Silk, though attempted numerous times, never became an established industry in the Philippines. Silk fabrics remained a Chinese monopoly, prompting the Spanish Empire to restrict silk trade with China in 1535, then banning it altogether in 1718, due to worries about the depletion of silver in Spanish treasuries. However, following protests by the middlemen in Manila, the silk ban was lifted in 1734, though it required silk to pass through Manila. This monopoly of Manila was later consolidated with the creation of the Royal Company of the Philippines in 1795.

Capitalizing on this new demand, Chinese factories in Canton (modern Guangzhou) and Macau started producing large quantities of painted or embroidered silk in the 18th century, for the sole purpose of exporting them to the Philippines and from there to further Spanish colonies and Europe.

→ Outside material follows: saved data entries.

PR #11586, opened 2019-04-29
Notifications: Sharing and Reminders

frosty:
This PR adds two 'experimental' notifications features, that probably need some design review before they're ready to ship to everybody. Although as somebody whose daily work revolves a lot around notifications, I feel they might be useful to ship in internal builds straight away to gather feedback. 

Both features are accessible via a new `...` "More" item, visible if you swipe left-to-right on a notification:

Screenshot 2019-04-29 at 15 43 58

This is one thing I'd like feedback on – I'm not sure it's the best UI, but I don't know what would be better. Perhaps a long press? 

Select the `...` item to see options for each of the features:

Screenshot 2019-04-29 at 15 46 04

---

### Share

Share launches the system share sheet, sharing the notification's URL and subject. This is useful for sending a link to others, or storing in your todo app of choice:

note-shares

--- 

### Reminders

The other option, Reminders, presents a list of time periods after which you'll be notified again about the notification. I used the same periods that Slack uses: 20 minutes, 1 hour, 3 hours, tomorrow (9am), next week (Monday, 9am).

note-reminds

The notifications are iOS local notifications, so everything is specific to the device – you won't get a notification on a different device, or on the web. If you tap the system notification, you'll be taken to the detail view for the notification you've been reminded about.

When you have reminders scheduled, you can access them via a reminders icon in the top of the Notifications screen which only appears when you have some scheduled. This presents a list of all scheduled reminders. You can swipe them to cancel, or cancel them all with a single tap.

reminders-1

---

Let me know what you think! Is there anything that needs changing? Could we ship this internally for now?

**To test:**

* Build and run
* I added a few tests, so check those pass
* Try sharing some notifications
* Try setting reminders for some notifications and check they're triggered. If you want to make them trigger sooner than normal, you can alter `dateComponents(from date: Date)` in `NotificationReminderPeriod` in `NotificationRemindersHelper.swift`.

I haven't updated release notes yet, as this is still a draft and the functionality may change.

Update release notes:


iamthomasbishop:
This is _so_ great, I know I will find a lot of use for Reminders in particular. Even if this ends up having pretty narrow-impact, I think it's worth building/testing/monitoring internally :) With that said, I have a couple thoughts, take them with a grain of salt :)

### Swipe Actions

* I think adding the `•••` in the swipe actions works fine. However, we might want to move the `•••` action to last in the list of swipe actions, and perhaps change the `•••` icon to a `More` text label.

* Per your question re: long-press, I do think long-press should show _all_ possible cell actions in an action sheet, not just the ones within the `•••` menu.

### Share Flow

I think this flow makes sense, nothing standing out in terms of issues. I don't follow this use case very often, so others might have more feedback.

### Reminder Flow

The flow is pretty straight-forward for the most part. A couple things stand out:

* I'd expect to be able to take these actions from the detail view as well – maybe that's okay to leave out of scope for a quick v1?

* I would make the label on the `cancel reminder` cell swipe action read simply `cancel`. The action itself makes sense.

* I would change the `cancel` action on the Notification Reminders navbar to `Close`, as it's not really taking an action other than closing the view.

Additionally, but maybe out of scope here:

* We might want to consider adding the `Copy Link to Comment` action that the user can take from the comment detail.

* We might want to attach the same "remind me" action to the Reminders index, so I can "re-up" a reminder multiple times.

* I suggest we consider adding an accent dot or some sort of indicator to the `clock` icon when any number of my reminders are up or have passed, at least until I've seen them in my Reminders list. If this adds a bunch of work, then we consider this out of scope.

WordPress/Classes/Utility/NotificationRemindersHelper.swift
```diff
@@ -0,0 +1,276 @@
...
+
+    // MARK: - Managing Reminders
+
+    /// Logs the specified reminder ID, used when fetching and filtering
+    /// pending reminders. A reminder ID must be tracked using this
+    /// method for it to be returned by `getPendingReminders`.
+    ///
+    /// - parameter id: The identifier of a UNNotificationRequest
+    ///
+    func trackReminder(withId id: String) {
```
yaelirub: Is this function expected to be used outside of this helper class and getPendingReminders or can it be private?

WordPress/Classes/Utility/NotificationRemindersHelper.swift
```diff
@@ -0,0 +1,276 @@
...
+            return date.addingComponents(components)?.timeAndDateComponents
+        case .in1hour:
+            components.hour = 1
+            return date.addingComponents(components)?.timeAndDateComponents
+        case .in3hours:
+            components.hour = 3
+            return date.addingComponents(components)?.timeAndDateComponents
+        case .tomorrow:
+            components.day = 1
+            guard let tomorrow = date.addingComponents(components),
```
yaelirub: Do you think it will be useful to move `tomorrow` to the private Date extension below like: 
` var tomorrow: Date? {
        var components = DateComponents()
        components.day = 1
        return self.addingComponents(components)
    }`

Also maybe it would be useful to add those to a Date extension that other classes can use?

WordPress/Classes/ViewRelated/Notifications/Controllers/NotificationRemindersViewController.swift
```diff
@@ -0,0 +1,153 @@
...
+            displayNoResults()
+        }
+    }
+
+    private func row(for request: UNNotificationRequest) -> ReminderRow {
+        let title = helper.reminderTitle(for: request)
+
+        let value: String
+        if let date = helper.reminderTriggerDate(for: request) {
+            value = formatter.string(from: date)
```
yaelirub: You can use `date.shortStringWithTime()` instead and so you don't even need to define the formatter

yaelirub:
Hey @frosty, I tested the reminders and sharing and it seems to work as expected. 
I got the reminders as notifications after 20 minutes.

IMG_571805A7454C-2

* I noticed that I could add a reminder to the same notification multiple time:
IMG_1D7B5DD94E97-1
and it made me think that maybe we should identify when a notification is already pending (the id is in the reminderIDs)and if it is, show an option to remove from reminders when bringing up the "reminder/share/cancel" action sheet? 

* I previously implemented an option to copy a comment url by long pressing on the date stamp label. If we do roll out this feature, I wonder if we should update the copy comment url to behave similarly (bringing up the share action sheet instead of copy to paste board)

* >I would change the cancel action on the Notification Reminders navbar to Close, as it's not really taking an action other than closing the view.
I agree with @iamthomasbishop .

WordPress/Classes/Services/NotificationSyncMediator.swift
```diff
@@ -159,15 +159,32 @@ class NotificationSyncMediator {
...
-        remote.updateReadStatus(noteID, read: true) { error in
+        remote.updateReadStatus(noteID, read: read) { error in
             if let error = error {
-                DDLogError("Error marking note as read: \(error)")
-                // Ideally, we'd want to revert to the unread status if this
+                let readState = read ? "read" : "unread"
+                DDLogError("Error marking note as \(readState): \(error)")
+                // Ideally, we'd want to revert to the previous status if this
                 // fails, but if the note is visible, the UI layer will keep
-                // trying to mark this as read and fail.
```
stevebaranski: Nice. Thanks for updating the docs.

WordPress/Classes/ViewRelated/Notifications/Controllers/NotificationsViewController.swift
```diff
@@ -331,6 +334,16 @@ class NotificationsViewController: UITableViewController, UIViewControllerRestor
             self.selectRow(for: note)
         }
     }
+
+
+    fileprivate func configureViewControllerPopover(_ controller: UIViewController, forNote note: Notification) {
```
stevebaranski: Nice touch for iPad! 
I believe this method could be `private`.

WordPress/Classes/ViewRelated/Notifications/Controllers/NotificationsViewController.swift
```diff
@@ -1047,26 +1098,101 @@ private extension NotificationsViewController {
...
+        let controller = UIActivityViewController(activityItems: activityItems, applicationActivities: nil)
+        configureViewControllerPopover(controller, forNote: note)
+        present(controller, animated: true, completion: nil)
     }
 }
 
 
+// MARK: - Reminders
+//
+private extension NotificationsViewController {
```
stevebaranski: I admire your courage - `NotificationsViewController` is not for the faint of heart. 😄

ghost (commented):
Hi @frosty - thanks for proposing these changes. I think this feature could be quite useful!

I left a few comments on `p77Llu-c1p#13313-p2` for your consideration. The only other thing I'll add is this - should the swipable actions be gated by [`authorizationStatus`](https://developer.apple.com/documentation/usernotifications/unnotificationsettings/1648391-authorizationstatus)? Presumably this would also influence the visibility of the Reminders icon.

frosty:
Going to close this one out until I get chance to revisit it!

Issue #11189, opened 2019-03-05
[Stats Refresh] Transition to Detailed Statistics for a Selected Post (Post Stats)


stevebaranski:
As a user, I want to be able to view detailed statistics for a selected post (i.e., "Post Stats").

Post Stats can be accessed by either of the following actions:

1. Tapping _View More_ from _Insights : Latest Post Summary_
1. Selecting a given row from the _DWMY : Posts and Pages_ card

The Post Stats screen should include the following elements:

- Overview (including post / page title)
- Chart container, which presents total Views for a given post. When a given bar is tapped, it will also depict the change in an absolute & percentage basis from the preceding period.
- Historical data (i.e., "Months and Years"), as noted in https://github.com/wordpress-mobile/WordPress-iOS/projects/13#card-14080008
- Average views, as noted in https://github.com/wordpress-mobile/WordPress-iOS/projects/13#card-14080055
- Recent weeks, as noted in https://github.com/wordpress-mobile/WordPress-iOS/projects/13#card-14080356

These elements may be further decomposed into separate issues.

stevebaranski:
Closing this as Done based on conversation with @ScoutHarris.

PR #11589, opened 2019-04-30
[Stats Refresh] Post Stats: add Avg Views Per Day

ScoutHarris:
Ref #11189

This adds the 'Avg Views Per Day' card to the Post Stats view. 
- It shows average views for the last 6 years. 
- If there are more than 6 years, `View more` will be added.
  - NOTE: `View more` doesn't do anything just yet. Coming soon.
- Expanding a year shows the average views for each month in the year.

To test:
- Tip: en.blog > Home Page has views for several years.
- Access Post Stats via:
  - Insights > Latest Post Summary > View more
  - Period > Posts and Pages > row selection
  - Period > Posts and Pages > View more > row selection
- Verify 'Avg Views Per Day' appears, and each year expands to show all months in the year.

views_init

views_partial_year

views_full_year

### DIFF
--- a/WordPress/Classes/ViewRelated/Stats/Shared Views/Post Stats/PostStatsViewModel.swift
+++ b/WordPress/Classes/ViewRelated/Stats/Shared Views/Post Stats/PostStatsViewModel.swift
@@ -53,6 +53,7 @@ class PostStatsViewModel: Observable {
         static let views = NSLocalizedString("Views", comment: "Label for number of views.")
         static let period = NSLocalizedString("Period", comment: "Label for date periods.")
         static let monthsAndYears = NSLocalizedString("Months and Years", comment: "Post Stats months and years header.")
+        static let averageViewsPerDay = NSLocalizedString("Avg. Views Per Day", comment: "Post Stats average views per day header.")
     }
 
     // MARK: - Init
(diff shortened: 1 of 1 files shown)


ScoutHarris:
@SylvesterWilmott - iPad views:

---
ipad_avg_init

---
ipad_avg_expanded

---
ipad_landscape

WordPress/Classes/ViewRelated/Stats/Shared Views/Post Stats/PostStatsViewModel.swift
```diff
@@ -130,39 +132,44 @@ private extension PostStatsViewModel {
         return tableRows
     }
 
-    func yearsTableRows() -> [ImmuTableRow] {
+    func yearsTableRows(forAverages: Bool = false) -> [ImmuTableRow] {
```
stevebaranski: Do you anticipate overloading this method further? If so, it might be an opportunity to add an `enum` here. If not, this approach also works.

ScoutHarris: > Do you anticipate overloading this method further?

Nope. This is the last card for Post Stats. Thanks!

Silk textiles in Chinese domestic markets were generally used for clothing, and their designs carried symbolic associations with social status. But these silk exports by China during the 17th to 19th centuries were non-traditional items tailored to the tastes of the European market. In particular, they mass-produced religious vestments for the Catholic clergy, tapestries, and pañuelo-style shawls. Although these early Chinese-made shawls typically featured Chinese motifs in the embroidery, like dragons, birds, butterflies, toads, lotus, flowers, and Chinese people and scenes, they also adapted non-Chinese conventions like the fringes that the Chinese observed from the Philippines.

These silk shawls became immensely popular in the Philippines and were quickly adopted into the local fashions of upper class Luzon women in the 18th and 19th centuries. Similarly, they became widely sought-after luxury exports soon after they reached the Americas. They are believed to have influenced later designs of the rebozo of Latin America.

Their popularity in Spain increased after Mexico's independence in 1815. The trade ships from Manila, which previously had to stop over in Acapulco, now had direct routes to Seville. During part of the 19th century, romanticism took over and Parisian fashions dictated that the shoulders of women should be left uncovered. Spanish women copied the fashion and they found that the Manila shawl was a very good thing to wear with these dresses, as the shawl provided some warmth to the bare shoulders. The Manila shawl was also used to decorate grand pianos in houses, as can be seen in the recently reopened Museo del Romanticismo in Madrid. Besides pianos, the shawl was also used to decorate sofas in elegant houses. Many Spanish houses today still use the Manila shawls to decorate pianos and sofas.

However, with the loss of the Philippines in 1898 in the aftermath of the Spanish–American War, Spain finally lost access to the silk trade. This spurred local weavers to recreate the embroideries in chinoiserie, favoring designs suited for European tastes while doing away with undesirable motifs like toads (a symbol of wealth in China) and pagodas. Their embroideries became denser and more colorful, with larger flowers resembling chintz. The knotted fringes also gradually became longer, accentuating movements by women as they walked or danced.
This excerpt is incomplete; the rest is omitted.